To strip malls, biker bars, fun fairs, convenience stores, second-rate motels, highways and dirty overpasses, the tale works out to a conclusion that is foreknown but holds the viewer's attention. Sharp focus on Aileen, and Selby, is cut only by two interludes of disinterested friendship from self-storage manager Thomas (Bruce Dern), while family (Selby's) is distant and estranged, or well-meaning but uncomprehending. For this is an America of night and neon, rootless drifting dreamers, cinderblock bus terminals and automobiles, where the sex act takes place on four rubber wheels and people fall in love on eight wooden ones at roller rinks.
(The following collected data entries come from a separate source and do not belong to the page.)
PR #1907, opened 2023-12-30
feat: enable revive linter on the pbts branch

faddat:
This PR uses revive in largely the same manner as ibc-go does, and is targeted at the pbst branch.

It also became a great illustration of test flakiness:

* #1915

The muted pop score seems well-chosen, not mere easy period setting -- Tommy James and the Shondells' 1969 quasi-psychedelic "Crimson and Clover" perfectly placed -- so that no subliminal tricks create automatic response, not even Theron's voiced-over memories. Attention is rigidly on the nearly always on-screen Aileen, whose simple-complex personality fascinates like a venomous serpent.

No, one cannot empathize, even while held by a superb performance and an unpleasant tale told well. Neither Jenkins' "most hopeful person I've ever encountered," nor Broomfield's "most honest person," Wournos stalks the imagination. 

(Released by Newmarket Film Group and "R" for strong violence, sexual content and for pervasive language.)